Stanford University is no stranger to startups. According to one study, Stanford students have gone on to create nearly 40,000 companies since the 1930s. And today, companies created by Stanford students -- like Google, Hewlett-Packard, and Cisco Systems -- generate an astounding $2.7 trillion in annual revenue.
So what's Stanford's secret to building successful startups? Now you can find out for yourself.
The university is offering the course "Startup Engineering" on campus, but a version of the course is now available for free through Coursera, a massive open online course platform. Here's a look at the course format:
The first part of the course will cover modern software engineering principles with a focus on mobile HTML5 development, taught via 5-10 minute video lectures with in-class questions, programming assignments, and quizzes. Guest lecturers from top Silicon Valley startups will bring these concepts to life with real engineering problems from their work.

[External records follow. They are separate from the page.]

PR #278, opened 2019-10-06
Add `getting-started` docs to `next`

shawntabrizi:
Only thing missing here is "Next Steps" items, which we can add when we do final pass of the "next" documentation.

Uses _no_ scripts... although we might want to consider including the `getsubstrate.io` script since it is really nice for Mac/Linux users.

### DIFF
--- a/docs/getting-started.md
+++ b/docs/getting-started.md
@@ -6,7 +6,7 @@ This page has everything you need to get started building with Substrate.
 
 ## Get Help
 
-Substrate is a bleeding edge blockchain development framework, and as a result you may encounter some breaking changes or issues along the way.
+Substrate is a bleeding edge blockchain development framework, and as a result, you may encounter some breaking changes or issues along the way.
 
 Know that we are very happy to help you get started building with Substrate, so if you encounter any issues, simply reach out to us by:
 
--- a/docs/getting-started.md
+++ b/docs/getting-started.md
@@ -207,7 +207,7 @@ Connect to the front-end at [`localhost:8000`](http://localhost:8000).
 
 ## Interact with Substrate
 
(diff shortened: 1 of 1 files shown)


docs/getting-started.md
```diff
@@ -2,4 +2,279 @@
...
+https://github.com/substrate-developer-hub/substrate-front-end-template
+```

In the second part, you will apply these concepts to develop a simple command line application, expose it as a webservice, and then integrate other students' command line apps and webservices together with yours to create an open-source mobile HTML5 app as a final project. Lectures will continue in the second part, but will be focused on the design, marketing, and logistical aspects of creating and scaling a startup. No other homework will be given in the second part to permit full focus on the final project.
The course will be taught by Vijay Pande and Balaji Srinivasan. Pande founded Folding@home and Srinivasan founded Counsyl. But for Pande the impetus to teach a MOOC is much more personal. His mother is from Trinidad and his father is from India, and he want to give access to his startup knowledge to people around the world who might not otherwise have the opportunity.
"They're studying hard so they can pass exams and leave the village, just like my dad did," he said in a press release. "Our dream is that we can help them not only pass their exam but help them create a company that will give them revenues and profits. These are skills that can help the world in ways that a textbook on its own cannot."